Animals found in drains and sewers around the world

Racoon stuck in circular drain cover

At UKDN Waterflow (LG), we’ve seen more than our fair share of strange things in the sewers and drains in which we work.

Sadly, from time to time our teams have encountered animals who have made the sewer system their temporary home or have simply become stuck, meaning a rescue operation is required.

But there are countless animals and creatures – some of them cute, some of them not so cute – that have been found in sewers around the world. Take a look at just some of them below:


Probably the least surprising entry in this list, rats (typically brown rats) often live in sewer systems, where they can travel freely and access shelter, food and water. And we tend to unwittingly attract them by discarding food and fat down drains, significantly increasing the chances of infestation.

Rats make themselves at home in drains and sewers and this is clearly demonstrated by the nest that this rat has made from wipes and sanitary napkins in this manhole chamber, you can clearly see the female rat heading back to the nest as the manhole lid is removed.  All too often humans make the drains and sewers very comfy for the rats by discarding items into the drainage system that should never ever be put down drains.


Rats can cause real problems in sewer systems because their ultra-strong teeth are capable of chewing through concrete and consequently causing considerable structural damage.  UKDN Waterflow (LG) provide CCTV surveys to identify the defective pipework and offer repair solutions, such as patch liners to cover the broken or displaced joint removing access for the rats.  Details of the surveys available can be found here.

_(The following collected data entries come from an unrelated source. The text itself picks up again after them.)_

PR #11, opened 2024-09-12
feat(x/gov): add constitution amendment and law proposals with specific quorum and pass thresholds

giunatale:
The proposal types only make sense in `gov.v1beta1` since `v1` changes to a system where proposals are `sdk.Msg`s. This required therefore touching both packages, and the tally has to check for `v1.MsgExecLegacyContent` because that's the wrapper for legacy proposals (`v1beta1`) in to become an `sdk.Msg` and therefore be stored as a valid `v1.Proposal`.

My initial tests seem to show this works, but will refine further probably with more tests and stuff before promoting it to a full PR.

### DIFF
--- a/x/gov/keeper/tally.go
+++ b/x/gov/keeper/tally.go
@@ -138,7 +138,6 @@ func (keeper Keeper) Tally(ctx sdk.Context, proposal v1.Proposal) (passes bool, 
 	}
 
 	// If more than 2/3 of non-abstaining voters vote Yes, proposal passes
-	threshold, _ := sdk.NewDecFromStr(params.Threshold)
 	if results[v1.OptionYes].Quo(totalVotingPower.Sub(results[v1.OptionAbstain])).GT(threshold) {
 		return true, false, tallyResults
 	}
--- a/tests/e2e/genesis.go
+++ b/tests/e2e/genesis.go
@@ -137,7 +137,7 @@ func modifyGenesis(path, moniker, amountStr string, addrAll []sdk.AccAddress, de
 			sdk.NewCoins(sdk.NewCoin(denom, amnt)), maxDepositPeriod,
 			votingPeriod,
 			quorum.String(), threshold.String(),
-      amendmentsQuorum.String(), amendmentsThreshold.String(), lawQuorum.String(), lawThreshold.String(),
+			amendmentsQuorum.String(), amendmentsThreshold.String(), lawQuorum.String(), lawThreshold.String(),
 			sdk.ZeroDec().String(),
 			false, false, govv1.DefaultMinDepositRatio.String(),
 		),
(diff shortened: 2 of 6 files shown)


giunatale:
I think I can promote this for review. Seems to work fine. For now Laws are basically the exact same as Amendments, but going forward they will have other specific "side effects" in the code so it is nice to separate them already IMV, but let me know, as yes they are just a duplicate for the time being.

I don't like that we have to resort to "legacy" systems but the problem is IMHO with the "new" stuff. On the Cosmos Hub governance still mostly relies on the legacy proposals instead of the v1 version with the arbitrary sdk.Msg. 
We will want to have different proposal types going forward also for other things I suppose so I figure we may consider some alternative path for the atomone x/gov module when we change this.
For now, following the "minimal changes to the fork" idea, I think it's fine to go this way.

x/gov/keeper/tally.go
```diff
@@ -86,6 +87,48 @@ func (keeper Keeper) Tally(ctx sdk.Context, proposal v1.Proposal) (passes bool,
 	// If there is not enough quorum of votes, the proposal fails
 	percentVoting := totalVotingPower.Quo(sdk.NewDecFromInt(totalBondedTokens))
 	quorum, _ := sdk.NewDecFromStr(params.Quorum)
+	threshold, _ := sdk.NewDecFromStr(params.Threshold)
+
+	// Check if a proposal message is an ExecLegacyContent message
+	if len(proposal.Messages) > 0 {
+		var sdkMsg sdk.Msg
+		for _, msg := range proposal.Messages {
```
tbruyelle, line 95: Is there any way to ensure this kind of proposals (constitutional amendment or law) contains only one message ?

Because if I can submit a proposal that contains 2 `MsgExecLegacyContent`, where the first is a constitution amendment and the second a law proposal, the threshold and the quorum will be set to the ones of the laws and not the constituion amendment. It's not a problem when they are equal, but if not it will become a bug.

tbruyelle (commented):
LGTM.

I'm a bit annoyed by relying on v1beta1 for that feature, I would rather rely on the Msg types. Such messages don't exist, but for the constitutional amendment, a new message could make sense (like `MsgUpdateConstitution`) because it would update the Constitution in the store when the proposal passes.
For the law on the other hand, a message like `MsgUpdateLaws` would have nothing to do so it's probably a bit silly.

Just sharing my thoughs, at the end I think your implementation is the best for what we have.

tbruyelle (approved):

x/gov/keeper/tally.go
giunatale: see ValidateBasic. In principle it should, this is just to be sure it's compatible. Also the check on the number of messages is due to how tests were done (the tally bundles the proposal and a bank send) and in reality a proposal in v1 from what I can tell can be an arbitrary number of messages.

giunatale: the threshold is always the highest and law can be lower than regular and constitution can be lower then law. If in the prop there is a constitution amendment then that's what should rule above anything

tbruyelle: oh well yes I forgot about the check "greater than" in the code. So far so good.

PR #13, opened 2024-09-12
feat(x/gov): min amount per deposit

adam-hanna:


adam-hanna:
Ok, the problem with my other PR, is that I tried to bring in every file that was changed by that PR.

Now that I have a better understanding of the cosmos-sdk code base, I know that some of the changes aren't relevant for what we're trying to do now.

This is a much smaller PR :)

tbruyelle (changes requested):
Nice job! It looks pretty good now.
Just one tiny thing, it seems that you (accidentaly?) run gofumpt on the generated proto files. You can see that by re-generate them using `make proto-gen`, the new files are different where they shouldn't. Just fix that and we should be good to merge.

adam-hanna:
> Nice job! It looks pretty good now. Just one tiny thing, it seems that you (accidentaly?) run gofumpt on the generated proto files. You can see that by re-generate them using `make proto-gen`, the new files are differents whereas they shouldn't. Just fix that and we should be good to merge.

Ok, I re-generated them. It seems like there are still some minor formatting differences? Could be because I'm on a diff version of buf?

```bash
$ buf --version
1.32.1
```

tbruyelle:
> Ok, I re-generated them. It seems like there are still some minor formatting differences? Could be because I'm on a diff version of buf?

I don't see any differences, I pulled your changes and ran `make proto-gen`, no changes so all good.

tbruyelle (approved):

PR #20, opened 2024-09-23
chore(x/gov): move law and amendment proposals to the new `v1` system that uses `sdk.Msg`

giunatale:
Changes the law and constitution amendments from being a copy of the legacy text proposal to being compliant with the `v1` system based on `sdk.Msg`s. 
The keeper handlers for now do a no-op in both cases.

Since there is no stateful validation possible, the best thing to do for now is to have the law and amendment proposals be empty and let the content be purely in the summary, i.e. same as "text proposals" for gov/v1.


tbruyelle (approved):
LGTM

PR #22, opened 2024-09-23
chore: test enable cgo

tbruyelle:


tbruyelle:
I can't reproduce the exact signature with binaries built with CGO_ENABLED=1 between GH action and my machine. Closing the PR.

Ever heard the phrase “like a rat up a drainpipe” to mean to act or move very quickly? Well, that’s appropriate because rats can move around drains and sewers with exceptional ease. They are amazing swimmers (they can tread water for three days straight!) and have hinged ribs to allow them to fit through the tightest of spaces. Watch the video below to see this in action, and find out how easily they could wriggle up your toilet.  Having described this problem, it is very unusual for rats to have the courage to actually do this in most properties.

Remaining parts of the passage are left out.